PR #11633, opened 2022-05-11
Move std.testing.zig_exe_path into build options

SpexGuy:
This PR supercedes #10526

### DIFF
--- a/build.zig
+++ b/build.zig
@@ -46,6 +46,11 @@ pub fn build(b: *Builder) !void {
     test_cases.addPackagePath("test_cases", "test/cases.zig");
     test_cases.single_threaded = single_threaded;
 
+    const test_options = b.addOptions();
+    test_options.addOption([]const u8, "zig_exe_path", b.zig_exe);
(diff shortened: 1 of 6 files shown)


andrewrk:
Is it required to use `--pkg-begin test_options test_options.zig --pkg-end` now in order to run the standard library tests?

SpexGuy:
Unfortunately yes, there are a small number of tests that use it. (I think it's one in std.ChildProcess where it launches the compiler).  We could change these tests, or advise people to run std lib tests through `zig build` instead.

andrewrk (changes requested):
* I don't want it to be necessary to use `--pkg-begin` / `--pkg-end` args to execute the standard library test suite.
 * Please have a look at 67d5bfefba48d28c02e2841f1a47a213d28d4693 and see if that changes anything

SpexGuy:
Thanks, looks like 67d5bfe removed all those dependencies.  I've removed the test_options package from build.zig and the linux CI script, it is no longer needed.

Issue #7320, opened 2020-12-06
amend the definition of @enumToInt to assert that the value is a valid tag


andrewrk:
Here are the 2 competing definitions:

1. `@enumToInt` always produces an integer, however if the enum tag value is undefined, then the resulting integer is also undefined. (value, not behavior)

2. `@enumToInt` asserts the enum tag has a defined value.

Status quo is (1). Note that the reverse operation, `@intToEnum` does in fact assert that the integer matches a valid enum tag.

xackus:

────────────────────────────────────────

### What to work on:
Exactly reproduce the lines beginning with the one that contains "test_options = b.addOptions();" and ending with the last line of the material, both included. Leave out everything else.

### Result of this task:
+    const test_options = b.addOptions();
+    test_options.addOption([]const u8, "zig_exe_path", b.zig_exe);
(diff shortened: 1 of 6 files shown)


andrewrk:
Is it required to use `--pkg-begin test_options test_options.zig --pkg-end` now in order to run the standard library tests?

SpexGuy:
Unfortunately yes, there are a small number of tests that use it. (I think it's one in std.ChildProcess where it launches the compiler).  We could change these tests, or advise people to run std lib tests through `zig build` instead.

andrewrk (changes requested):
* I don't want it to be necessary to use `--pkg-begin` / `--pkg-end` args to execute the standard library test suite.
 * Please have a look at 67d5bfefba48d28c02e2841f1a47a213d28d4693 and see if that changes anything

SpexGuy:
Thanks, looks like 67d5bfe removed all those dependencies.  I've removed the test_options package from build.zig and the linux CI script, it is no longer needed.

Issue #7320, opened 2020-12-06
amend the definition of @enumToInt to assert that the value is a valid tag


andrewrk:
Here are the 2 competing definitions:

1. `@enumToInt` always produces an integer, however if the enum tag value is undefined, then the resulting integer is also undefined. (value, not behavior)

2. `@enumToInt` asserts the enum tag has a defined value.

Status quo is (1). Note that the reverse operation, `@intToEnum` does in fact assert that the integer matches a valid enum tag.

xackus:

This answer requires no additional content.